The United Arab Emirates and Germany established relations in May 1972. The U.A.E. has an embassy in Berlin and consulate-general in Munich while Germany maintains an embassy in Abu Dhabi and a consulate-general in Dubai. German exports amount to 5.84 billion Euros. German companies significantly contribute to the UAE's ongoing infrastructure projects and play a leading role in the country's alternative energy developments. Consequently, German Business Park, an area designed to house several of the already seven hundred present companies and their logistical needs, is in the midst of construction. There are thousands of expatriate Germans in the United Arab Emirates who have helped maintain connections between the two countries.

== History ==
Contacts between the two societies can be traced back to the early 20th century, when the German explorer Hermann Burchardt visited the British Trucial States in 1908 and photographed the ruler of Abu Dhabi. In the 1960s, German companies were involved in building infrastructure in what is now the UAE. Shortly after the UAE gained independence from the United Kingdom, the country established diplomatic relations with the Federal Republic of Germany in October 1972. Four years later, the UAE opened an embassy in Bonn. After German reunification, the UAE moved its embassy from Bonn to Berlin and inaugurated the new embassy building in 2004. In the same year, the two countries agreed on a strategic partnership to increase cooperation. Two years later, the German Academic Exchange Service and the Goethe Institute opened foreign offices in Abu Dhabi, and a joint German-Emirati Chamber of Commerce and Industry was established in 2009.

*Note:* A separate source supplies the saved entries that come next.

PR #796, opened 2023-03-09
infrastructure/firewall: ensure nics are in the correct fw zone

pigay:
## Describe your changes

For nodes with multiple NICs, firewalld role didn't set each one in its own firewall zone.


oxedions:
Dear @pigay 

Yes, I agree with this change. It was missing in the role.
Thank you for this PR 🙂 

Ok for me !

PR #827, opened 2023-06-30
Bootstrap dependencies error

hmeNLE:
Hello,

I suggest a minor fix that adds a dependency to the automatic configuration of the ansible and bluebanquise environment.

patch works on alma 9.2

Best

the error was as follows: 

```
ERROR! Failed to resolve the requested dependencies map. Could not satisfy the following requirements:
* bluebanquise.commons:* (dependency of bluebanquise.infrastructure:2.1.2)
```


oxedions (approved):
Dear @hmeNLE 
Many thanks for this fix ! 😊 
Indeed, I forgot to update bootstrap while adding comment collection.
I also notice that some tests are failing but its not related to this PR.
Ok for me, merging !

PR #835, opened 2023-08-29
Fix prometheus restart services

ginomcevoy:
## Describe your changes
Restart each service managed by the prometheus role when its systemd file changes. This is relevant when the launch parameters change: the services were not being updated automatically with new launch parameters.

Also changed the order of the handlers in handlers/main.yml, the handler for the systemd daemon-reload must go before the service restarts. FYI, the handlers are executed in the order they are defined, not in the order they are listed in the notify statement: https://docs.ansible.com/ansible/latest/playbook_guide/playbooks_handlers.html#handlers

### DIFF
--- a/collections/monitoring/roles/prometheus/README.md
+++ b/collections/monitoring/roles/prometheus/README.md
@@ -581,6 +581,7 @@ prometheus_server_prometheus_launch_parameters: |
 
 ## Changelog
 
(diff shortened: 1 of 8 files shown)


oxedions (approved):
Dear @ginomcevoy 

Many thanks for this PR and fix ! 😊 
Looks good to me, you are right. Merging !

Issue #923, opened 2024-04-12
[FEATURE REQUEST] Infrastructure/repositories role: set a default network


jpm38:
This feature request is to be able to set a default network when configuring repositories client and so be able to override this value

jpm38:
PR has been merged

Issue #920, opened 2024-04-03
[BUG] Repositories role should handle RedHat os/BaseOS and os/AppStream repos and description should be set to name


jpm38:
Two regressions have been introduced in repositories role:

1)

the following repositories inventory no longer works:
- {name: os, gpgcheck: 1, gpgkey: "file:///etc/pki/rpm-gpg/RPM-GPG-KEY-redhat-release"}

This is suppose to generate for RedHat, BaseOS and AppStream repositories client

2)

- name: yum_repository <|> Setting repositories
  ansible.builtin.yum_repository:
    name: "{{ item.name | default(item) }}"
    description: "{{ item.description | default(item) }} gen by Ansible"
    baseurl: "{{ item.baseurl | default(repositories_j2_simple_url + (item.name | default(item))) }}/"
 
The module yum_repository.py overrides name with description and so the result in /etc/yum.repos.d is wrong.

In the previous bluebanquise version, the description was :
description: "{{ item.name | default(item) }} gen by Ansible"

jpm38:
PR has been merged.

PR #925, opened 2024-04-12
Set default network and handle RedHat os

jpm38:
## Describe your changes

This PR is to fix the two tickets hereafter.

#920 and #923

### DIFF
--- a/collections/infrastructure/roles/pxe_stack/README.md
+++ b/collections/infrastructure/roles/pxe_stack/README.md
@@ -717,6 +717,7 @@ Note that using an home folder into /home for the bluebanquise sudo user can be 
 
 ## Changelog
 
+* 1.16.5: Several fixes to bluebanquise-diskless (version 2.0.7). Giacomo Mc Evoy <gino.mcevoy@gmail.com>
 * 1.16.4: Ensure bluebanquise-bootset is run as root/sudo. <patrick.begou@univ-grenoble-alpes.fr>
 * 1.16.3: Fix bug in kickstart (reported by jpm38). Benoit Leveugle <benoit.leveugle@gmail.com>
 * 1.16.2: Fix owner and group for bluebanquise .ssh directory. <patrick.begou@univ-grenoble-alpes.fr>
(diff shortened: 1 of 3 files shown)


collections/infrastructure/roles/repositories/tasks/RedHat/main.yml
```diff
@@ -20,7 +20,7 @@
 - name: yum_repository <|> Setting repositories
   ansible.builtin.yum_repository:
     name: "{{ item.name | default(item) }}"
-    description: "{{ item.description | default(item) }} gen by Ansible"
+    description: "{{ item.name | default(item) }} gen by Ansible"
```
oxedions, line 23: Can you change that to:

`"{{ item.description | default(item.name, true) | default(item, true) }} gen by Ansible"`

?
Idea is to allow description, and fallback on name then on item if not set or None

collections/infrastructure/roles/repositories/vars/main.yml
```diff
@@ -1,4 +1,4 @@
...
+repositories_j2_simple_url: "http://{{ networks[repositories_client_network]['services']['repositories4'][0]['ip4'] | default(networks[repositories_client_network]['services']['repositories'][0]['ip4'], true) | default(networks[repositories_client_network]['services_ip'], true) | default('', true) }}/repositories/{{ os_operating_system['repositories_environment'] | default('', true) }}/{{ os_operating_system['distribution'] | default('', true) }}/{{ os_operating_system['distribution_version'] | default(os_operating_system['distribution_major_version']) | default('', true)}}/{{ ansible_architecture }}/"
```
oxedions, line 4: Can you rename this variable to `repositories_network` instead ? The role has been renamed.

Also, I would prefer to use default here, instead of setting a j2 in defaults, to avoid losing synchronisation between roles.

Could set

`repositories_client_network:`

In defaults, and here:

`networks[repositories_client_network | default(j2_node_main_network, true)]`

?

Both way works, just to ensure all roles work the same way :slightly_smiling_face: 

Can you also add a small ntoe in the README file about this new variable ? Just 2 lines, to expose it.

oxedions (changes requested):
Thanks a lot for this PR, and very sorry for the delay :blush: 

Few adjustments, but ok for the concept.

collections/infrastructure/roles/repositories/vars/main.yml
jpm38: Thanks for the review. Will apply the requested changes

oxedions:
Note for me : other variables in the repository role do not match naming !

jpm38:
Reopen

jpm38:
Open the PR

jpm38:
Reopen

PR #926, opened 2024-04-14
infrastructure/ssh_client role: set a default network

jpm38:
- [x ] Increment role version in vars/main.yml (a.b.c: +1 to b for a feature added, +1 to c for a bug fix)
- [x ] Update changelog inside role README.md
- [ ] If not present, please also add your name in the related collection authors list in galaxy.yml

### DIFF
--- a/collections/infrastructure/roles/ssh_client/README.md
+++ b/collections/infrastructure/roles/ssh_client/README.md
@@ -89,8 +89,14 @@ To achieve that, the following variables are available:
 * ssh_client_global_loglevel
 * ssh_client_global_stricthostkeychecking
 * ssh_client_global_userknownhostsfile
+* ssh_client_global_network
 
-Which are evaluated at global level, and:
+Which are evaluated at global level
+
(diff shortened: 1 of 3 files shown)


oxedions (changes requested):
Dear @jpm38 

Thank you for this PR :blush: 

Since the set is already using a piping and default, would you accept to change this by adding another default ?
Also since your usage is global, could you rename the variable to match other global values ?

So something like :

`set host_to_be_used_network = ssh_client_global_network  | default(host_vars['j2_icebergs_main_network_dict'][j2_current_iceberg], true) | default(none, true)`

Also, please add a small note in the README.md in the advanced usage part so that everyone is aware of this variable :slightly_smiling_face:

oxedions (approved):
Dear @jpm38 

Apologies for the delay of my answer, its kids holidays, so I have dad's duties that uses all my time.

This is perfect to me, thank you very much for the change ! :blush:

PR #937, opened 2024-05-10
BB-35

oxedions:
Fix multiple reported issues and add requested features.


sgaosdgr:
Thank you for quick response.

At line 38 of client.conf.j2, "fwdRule{{ loop.count }}" does not work.

```
38  $ActionQueueFileName fwdRule{{ loop.count }} # unique name prefix for spool files
```

I had to remove {{ loop.count }} to get it working. Can you double check?

oxedions:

In 2017, the two countries entered into an energy partnership that focuses on promoting energy efficiency and renewable energy sources. In June 2019, they adopted a Memorandum of Understanding on a comprehensive strategic partnership with enhanced cooperation in the fields of security, energy, politics, economics, and culture. In doing so, the two countries reaffirmed their "friendly ties and stable partnership."

== Economic exchange ==
Both countries are close economic partners, and economic relations have been steadily expanded since the 2000s. The joint trade volume stood at 8.0 billion euros in 2021, ranking the UAE 42nd in the list of Germany's trading partners. Germany exports machinery, aircraft, automobiles, electronic equipment and chemicals to the UAE. The UAE sells mainly aluminum and petrochemical products to Germany. Germany does not import crude oil from the UAE and therefore has a strong trade surplus in bilateral trade. Numerous German companies are active in the country and, as part of an energy partnership, German companies are involved in setting up production facilities for the manufacture of hydrogen.

== Cultural relations ==
In the UAE, there are three German language schools in the cities of Dubai, Abu Dhabi and Sharjah. There are also more than 20 bilateral collaborations in the higher education sector. In 2020 and 2021, Germany was the guest country at the 30th and 31st International Book Fairs in Abu Dhabi, respectively. At Expo 2020 in Dubai, Germany and the state of Baden-Württemberg were represented with their own pavilions.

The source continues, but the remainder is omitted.